Sonos uses STP (Spanning Tree Protocol) to determine topology and avoid network loops. If the wired path between such devices blocks STP this can result in a loop going uncorrected. Broadcast storms eventually bring down the network.

In this instance the wired path -- which should always be preferred -- is apparently being bypassed wirelessly by SonosNet. Unless there’s a simple wiring fault this is probably due to another STP problem: higher path cost on the wired path compared to the wireless path. The wired path therefore loses out and is blocked. Typically this higher path cost is caused by switches using RSTP (Rapid Spanning Tree Protocol) instead of the classic STP.

If we had a complete description of the network topology, together with make/model of devices, we may be able to advise further.

Odd things can happen. Keep an open mind.

I was once investigating a wired network that was slower than expected. I had a SONOS player, computer, NAS, and various A/V kit connected to a network switch. The computer’s Internet connection was about half the expected speed (this was an ADSL connection) After a bunch of head scratching I finally realized that the LAN connection from the rest of the house to the local switch was not working. The SONOS player had figured this out and shared its wireless connectivity with the switch. This was not a great wireless location for a Player. One normally assumes that if that LAN connection goes down, everything stops, rather than slowing down. There had been some construction and the LAN cable to the switch had been damaged.

Thanks for all the advice! This was much faster and more technically detailed than I expected; I’m impressed.

 

Here’s the full network topology:

In the office:

Cable modem → WAN port of Netgear R7800 running DD-WRT, which broadcasts wifi networks on both 2.4 and 5GHz.

Lan port of Netgear R7800 → D-Link GO-SW-8G unmanaged 8-port gigabit switch

The R7800 is on top of a motorized sit-stand desk, and I’ve only run two ethernet cables up and down, using the D-Link switch for everything else.

Several devices are connected to the D-Link switch, including the office Play:1, a couple desktops, and the cable to the living room.
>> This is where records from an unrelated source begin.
PR #438, opened 2026-06-18
feat: auth flow via same-origin ory elements

drankou:
## Summary

Replaces the NextAuth (Auth.js) layer with a first-party, same-origin auth flow built directly on Ory. The dashboard now acts as Hydra's OAuth2 client **and** its consent/logout provider, drives an authorization-code + PKCE flow, and carries the resulting OIDC tokens in a single JWE-encrypted `e2b_session` cookie. Kratos owns the session; the cookie is just a token cache, never the auth gate.

This removes `next-auth` / `@auth/core` entirely and the Auth.js request-wrapping that had been fighting our sign-out and tRPC code paths.

## Why

- Auth.js wrapped every request and re-issued a JWT session cookie on the way out, which clobbered our sign-out cookie deletion and forced awkward boundary shims (`authjs-boundary`, `authjs-session-boundary`, `authjs-callbacks`).
- The OAuth2 redirect/PKCE/state handling was opaque inside the Auth.js provider, making the Hydra ⇄ Kratos consent/logout dance hard to reason about.

## What changed

**Auth flow (new routes)**
- `GET /api/auth/oauth/start` — builds the Hydra authorization request (PKCE S256, state, nonce), stashes the verifier/state/nonce in a short-lived httpOnly flow cookie, and 307-redirects to `/oauth2/auth`.
- `GET /api/auth/oauth/callback/ory` — validates state/nonce/PKCE, exchanges the code, bootstraps the dashboard user from the id_token, seals tokens into `e2b_session`. Failures route to the one-shot `recover` guard so a stale callback can't loop.
- `GET /consent` — dashboard is Hydra's consent provider; accepts the consent challenge and folds the identity's profile traits into the id_token (without this, tokens carry `sub`/`iss` but no email/name and bootstrap rejects the login).
- `GET /logout` — dashboard is Hydra's logout provider; accepts the logout challenge, routes through Kratos' own logout first so `ory_kratos_session` is cleared before Hydra finalizes.
- `sign-out` route now reads the id_token from `e2b_session` to build the Hydra RP-logout URL and clears the cookie on the redirect.

**Session / tokens**
- New `e2b_session` cookie: JWE (`dir` + `A256GCM`) via `jose`, carrying access/refresh/id tokens. Keyed by new `E2B_SESSION_SECRET` (replaces `AUTH_SECRET`); domain-scoped so it works across the cluster's subdomains.
- New `token-refresh` module refreshes the Hydra access token edge-side (direct token-endpoint call, refresh skew, dead/unchanged/refreshed states).
- New `kratos-session-edge` helper does an edge-safe Kratos `whoami` for the middleware redirect gate; authoritative enforcement stays in `getAuthContext`.

**UI**
- Ory Elements auth pages (`/login`, `/registration`, `/recovery`, `/verification`) are now always same-origin — the `NEXT_PUBLIC_ORY_CUSTOM_UI` flag and the legacy redirect fallbacks are gone.
- Auth footer links switched from `next/link` to plain `<a>` so the cross-origin start redirect stays a top-level document navigation (a soft nav would turn it into a CORS request Hydra rejects).

**Plumbing**
- tRPC handler no longer wrapped by `auth()`; auth is resolved per-procedure by the auth middleware (Kratos whoami + `e2b_session`).
- Deleted: `src/auth.ts`, the Auth.js boundary/callback shims, `next-auth.d.ts`, and the `[...nextauth]` / `bootstrap-failed` routes.

**Dependencies**
- Removed `next-auth` (+ `@auth/core` and its transitive `@panva/hkdf`, `preact*`).
- Added `jose` and `oauth4webapi` (direct, version-pinned).

**Env**
- Added `E2B_SESSION_SECRET`, optional `ORY_HYDRA_PUBLIC_URL` (self-hosted Hydra issuer).
- Removed `AUTH_SECRET`, `AUTH_TRUST_HOST`, `NEXT_PUBLIC_ORY_CUSTOM_UI`.

## Testing

New unit + integration coverage for the rewritten flow: `oauth-client`, `session-cookie`, `token-refresh`, `kratos-session-edge` (unit) and `auth-ory-callback`, `auth-ory-consent`, `auth-ory-logout`, plus the retained entrypoints/account-security suites (integration). The Auth.js session-boundary test was removed with its module.

## Notes for reviewers

- **Env / deploy:** set `E2B_SESSION_SECRET` (`openssl rand -hex 32`) in every environment before merge — `AUTH_SECRET` is no longer read.
- This is auth-critical; worth a careful pass on the callback failure/recover paths and the logout ordering (Kratos before Hydra finalize).


src/app/api/trpc/[trpc]/route.ts
Comment (ben-fornefeld) [inline src/app/api/trpc/[trpc]/route.ts:1]: the oryHandler existed for the following case: 
- token refresh happens one step before (inside the middleware)
- if the middleware refreshed the token, it appended a Set-Cookie, which resulted in procedures that have been called after the refresh but before the Set-Cookie reached the client, to use an already invalidated access token. 

does the new architecture account for this?

Comment (ben-fornefeld) [reply src/app/api/trpc/[trpc]/route.ts:1]: this was a known issue with authjs and they added helpers for this, which we were using. it might be that we don't have this case anymore now, just want to make sure we have this tracked

src/app/consent/route.ts
```diff
@@ -0,0 +1,102 @@
...
+}
+
+function fullName(
+  name: string | { first?: string; last?: string } | undefined
+): string | null {
+  if (!name) return null
+  if (typeof name === 'string') return name.trim() || null
+  const joined = [name.first, name.last].filter(Boolean).join(' ').trim()
+  return joined || null
+}
```
ben-fornefeld: do we need this? our identity schema specifies name as string afaik

src/app/login/components/custom-card.tsx
ben-fornefeld, line 1: do we need to replace Link with a? if the prefetch is the problem we can disabled it for these links

src/app/login/page.tsx
```diff
@@ -12,10 +9,6 @@ export const dynamic = 'force-dynamic'
 // getLoginFlow handles both legs of the OAuth2 login: a `login_challenge` from
 // Hydra (creates the Kratos flow) and the resulting `?flow=` from Kratos.
 export default async function OryLoginPage(props: OryPageParams) {
-  if (!isOryCustomUiEnabled()) {
-    redirect(AUTH_URLS.SIGN_IN)
-  }
```
ben-fornefeld, line 17: what is the migration path for this refactor?

src/core/server/auth/ory/identity.ts
```diff
@@ -1,22 +1,27 @@
...
-export function fromAuthSession(session: Session): AuthUser {
+// Build the user from a live Kratos session identity (whoami) — the source of
+// truth for getAuthContext. The session identity carries traits but not
+// credentials, so provider/credential flags stay false — use fromOryIdentity
+// with an admin lookup when those are needed (e.g. the profile query).
+export function fromKratosSessionIdentity(identity: {
+  id: string
+  traits?: unknown
+}): AuthUser {
+  const traits = (identity.traits ?? {}) as Record<string, unknown>
```
ben-fornefeld: should we add a zod.safeParse here for the traits we expect and if we can't parse, log an error?

the case here would be that ory identity schema has been changed and front-end does not know about it

src/app/api/trpc/[trpc]/route.ts
Comment (drankou) [reply src/app/api/trpc/[trpc]/route.ts:1]: yes, I was addressing this explicitly during the implementation. worth double check

src/core/server/auth/ory/oauth-flow.ts
ben-fornefeld, line 1: up to exploration: is there certain libraries we should consider using around the oauth state management ?

src/app/login/components/custom-card.tsx
drankou: yep, prefetch was the problem. we can disable it and use `<Link>`

src/core/server/auth/ory/session.ts
```diff
@@ -14,45 +14,55 @@ import type {
...
 
-export async function getAuthContext(
-  authSession?: Session | null
-): Promise<AuthContext | null> {
-  return getAuthContextFromOrySession(await readCurrentSession(authSession))
+// Kratos owns the session. Identity (the gate) comes from `whoami`; the Hydra
+// access token (API access only) comes from the e2b_session cookie, which the
+// middleware keeps fresh. For E2B the OAuth subject equals the Kratos identity
+// id, so kratos.identity.id is both the dashboard user id and the Kratos id used
+// for admin operations. This module never refreshes — it is a pure reader.
```
ben-fornefeld, line 44: the AuthUser.id we are using inside the dashboard state management should ideally map to E2B internal user id (public.users.id).

do we still account for that?

src/app/login/page.tsx
drankou: boolean flag in terraform, no FF on frontend

src/app/consent/route.ts
drankou: no need, fixed

src/core/server/auth/ory/identity.ts
drankou: added expected identity schema and zod parsing

src/core/server/auth/ory/oauth-flow.ts
drankou: we're using `oauth4webapi` lib for oauth flow, the rest is handled by ory's useFlow()

src/core/server/auth/ory/session.ts
drankou: we haven't matched it before afaik, and we shouldn't need this since kratos is source of truth for session, and API token has (iss, sub) pair included

src/app/consent/route.ts
```diff
@@ -0,0 +1,91 @@
...
+
+  const traits = (identity.traits ?? {}) as Partial<OryIdentityTraits>
+  const claims: Record<string, unknown> = {}
+
+  if (grantScope.includes('email') && traits.email) {
+    claims.email = traits.email
+  }
+
+  if (grantScope.includes('profile')) {
+    const name = traits.name?.trim()
```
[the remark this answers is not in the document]
drankou: name trait set as string in identity schema

src/app/api/auth/oauth/start/route.ts
```diff
@@ -1,34 +1,94 @@
...
+  } catch (error) {
+    l.error(
+      {
+        key: 'oauth_start:authorization_request_failed',
+        error: serializeErrorForLog(error),
+      },
+      'failed to build the Ory authorization request'
+    )
+    return NextResponse.redirect(new URL(AUTH_URLS.SIGN_IN, origin))
+  }
```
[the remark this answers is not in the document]
drankou: addressed

src/app/login/components/custom-card.tsx
```diff
@@ -14,14 +14,24 @@ export function OryCard({ children }: PropsWithChildren) {
...
   const { flowType } = useOryFlow()
 
   if (flowType === FlowType.Login) {
     return (
       <p className="text-fg-secondary mt-6">
         Don't have an account?{' '}
-        <Link href={AUTH_URLS.SIGN_UP} className="text-fg underline">
+        <Link
+          prefetch={false}
+          href={AUTH_URLS.SIGN_UP}
```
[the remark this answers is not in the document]
drankou: fixed

tests/integration/auth-ory-callback.test.ts
```diff
@@ -0,0 +1,127 @@
+import { NextRequest } from 'next/server'
+import { afterEach, beforeEach, describe, expect, it, vi } from 'vitest'
+import {
+  E2B_OAUTH_FLOW_COOKIE,
+  serializeOryFlowState,
+} from '@/core/server/auth/ory/oauth-flow'
+import {
```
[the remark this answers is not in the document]
drankou: updated test

src/app/consent/route.ts
```diff
@@ -0,0 +1,91 @@
...
+    if (name) claims.name = name
+  }
+
+  return claims
```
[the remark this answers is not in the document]
drankou: fixed test

src/app/api/auth/oauth/callback/ory/route.ts
```diff
@@ -0,0 +1,111 @@
...
+      : null
+    return finalize(
+      NextResponse.redirect(logoutUrl ?? new URL(ORY_POST_LOGOUT_PATH, origin))
+    )
+  }
+
+  const sealed = await sealOrySession({
+    accessToken: tokens.accessToken,
+    refreshToken: tokens.refreshToken,
+    idToken: tokens.idToken,
```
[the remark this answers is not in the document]
drankou: fixed

src/app/consent/route.ts
```diff
@@ -0,0 +1,91 @@
...
+  try {
+    const oauth2 = getOryOAuth2Api()
+    const consent = await oauth2.getOAuth2ConsentRequest({ consentChallenge })
+    const grantScope = consent.requested_scope ?? []
+
+    const idTokenClaims = consent.subject
+      ? await profileClaimsForSubject(consent.subject, grantScope)
+      : {}
+
+    const { redirect_to } = await oauth2.acceptOAuth2ConsentRequest({
```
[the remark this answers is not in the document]
drankou: added check for client_id before consent

src/core/server/proxy/runtime.ts
```diff
@@ -47,30 +56,97 @@ function isOrySdkProxyPath(pathname: string): boolean {
...
-  if (isOrySdkProxyPath(request.nextUrl.pathname) && isOryCustomUiEnabled()) {
+  // classify as a bypass and go to Next).
+  if (isOrySdkProxyPath(request.nextUrl.pathname)) {
     return oryProxy(request)
   }
 
+  // Pattern B: refresh the e2b_session up front and propagate it to the same
+  // request (request.cookies) so RSC/route handlers and the gate below read the
+  // fresh token, then persist it on the outgoing response for the browser.
+  const session = await refreshSessionCookie(request)
```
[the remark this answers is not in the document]
drankou: addressed

src/core/server/auth/ory/kratos-session-edge.ts
```diff
@@ -22,8 +26,11 @@ export async function isKratosSessionActive(
       { headers: { cookie, accept: 'application/json' } }
     )
     if (!response.ok) return false
-    const session = (await response.json()) as { active?: boolean }
-    return session.active === true
+    const session = (await response.json()) as {
+      active?: boolean
+      identity?: { external_id?: string | null }
+    }
```
huv1k, line 32: Should we use Zod rather then type casting?

ben-fornefeld (approved):

PR #445, opened 2026-06-21
fix: fix truncated timestamps in sandbox logs and events and unify date formats

Kraci:
Consistent date/time/number formatting

### What changed

Pinned locale-sensitive formatting to en-US across the dashboard so timestamps, dates, and numbers render identically for every viewer (the timezone offset still follows the user's local zone). This keeps fixed-width columns stable and avoids SSR/client hydration mismatches. Affected surfaces: logs, events tab, sandboxes list, templates list/detail, sandbox header (started/ended), stopped banner, chart tooltips, monitoring memory marker, billing add-on dialog, and the calendar labels.

Widened timestamp columns to fit the full stamp and stop truncation — logs 164px → 190px, events tab 174px → 190px.

Time-range picker boundary messages now use the picker's own YYYY/MM/DD HH:MM:SS format instead of a browser-localized string, so "cannot be before/after …" messages match the input fields and can be typed straight back in.

Refactors

- Extracted a shared formatRelativeDateTime helper for the sandbox header (uses date-fns isToday/isYesterday), removing duplicated logic across started-at/ended-at.
- Logs timestamp cell now uses the shared formatLocalLogStyleTimestamp (with a -- fallback for invalid timestamps).
- Timezone resolution in the shared formatter is now opt-in (includeTimezone) to skip an expensive Intl call on hot virtualized rows.

| Before | After |
|--------|--------|
| Screenshot 2026-06-19 at 16 36 27 (1) | Screenshot 2026-06-21 at 18 31 30 |
| Screenshot 2026-06-19 at 18 18 29 (1) | Screenshot 2026-06-21 at 18 31 42 |

### DIFF
--- a/src/features/dashboard/billing/concurrent-sandboxes-addon-dialog.tsx
+++ b/src/features/dashboard/billing/concurrent-sandboxes-addon-dialog.tsx
@@ -142,11 +142,11 @@ function DialogContent_Inner({
   const limitIncreaseText = currentConcurrentSandboxesLimit ? (
     <>
       Increases total concurrent sandbox limit from{' '}
-      <b>{currentConcurrentSandboxesLimit.toLocaleString()}</b> to{' '}
+      <b>{currentConcurrentSandboxesLimit.toLocaleString('en-US')}</b> to{' '}
       <b>
-        {(
-          currentConcurrentSandboxesLimit + SANDBOXES_PER_ADDON
-        ).toLocaleString()}
+        {(currentConcurrentSandboxesLimit + SANDBOXES_PER_ADDON).toLocaleString(
+          'en-US'
+        )}
       </b>
     </>
   ) : (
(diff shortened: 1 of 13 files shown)


drankou:
Giving changes you made and issue's context, could you quickly check and comment on e2b-dev/dashboard#364 to make conflict resolution easier and avoid reintroducing similar bugs 🙏

huv1k (approved):

Kraci:
The only logic that was changed here is the use of unified US date and time formats. There are no changes to time zones. But yes, I’ll comment in this PR that I made that change. 👍

huv1k:
> The only logic that was changed here is the use of unified US date and time formats. There are no changes to time zones. But yes, I’ll comment in this PR that I made that change. 👍

I wonder if we should make it as default one across the board instead of putting it everywhere.

Kraci:
What do you have in mind? Shared utils for handling dates and times?

Kraci:
It would make sense. Let's do a follow up once we have timezones merged as well

PR #448, opened 2026-06-23
feat: paginate sandboxes list and cover paused + running states

huv1k:
## What

Reworks the sandboxes list page (`/dashboard/[teamSlug]/sandboxes/list`) to address [EN-1030](https://linear.app/e2b/issue/EN-1030/add-pagination-and-state-coverage-to-the-sandboxes-list):

- **State coverage** — migrate from the legacy running-only `GET /sandboxes` to `GET /v2/sandboxes` with `state=[running, paused]`, so the list now shows **both paused and running** sandboxes. A new **State** column renders a running/paused badge.
- **Pagination** — `getSandboxes` is now a cursor-based infinite query (`limit` + `nextToken`, reading the next cursor from the `X-Next-Token` response header). The table infinite-scrolls (prefetch-on-scroll + a Load more fallback), mirroring the existing templates list.
- **Drop the live-metrics overlay** — paused sandboxes have no live CPU/RAM/disk metrics, so the per-row metrics polling is removed. CPU/Memory/Disk columns now show **allocated specs**. The now-dead metrics code (`use-sandboxes-metrics`, `metrics-store`, the `getSandboxesMetrics` tRPC query + repository method, `transformMetricsToClientMetrics`, and the mock-metrics generator) is removed.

When I ran the cable to the living room I actually ran two, so there’s a backup available, or I could home-run one of the devices in the living room.

In the living room:

Cable from office → Rosewill RC-415 unmanaged 5-port gigabit switch → Sonos Connect → Amazon Fire TV (I’m using both ethernet ports on the Connect because it was easier given where the devices are physically located, but I have other options if that’s potentially problematic)

Also connected to the Rosewill switch in the living room is an Asus RT-N66U in access point mode broadcasting a 5GHz network only, with the same SSID as the one from the office. The switch is connected to one of the LAN ports and the DHCP server is disabled.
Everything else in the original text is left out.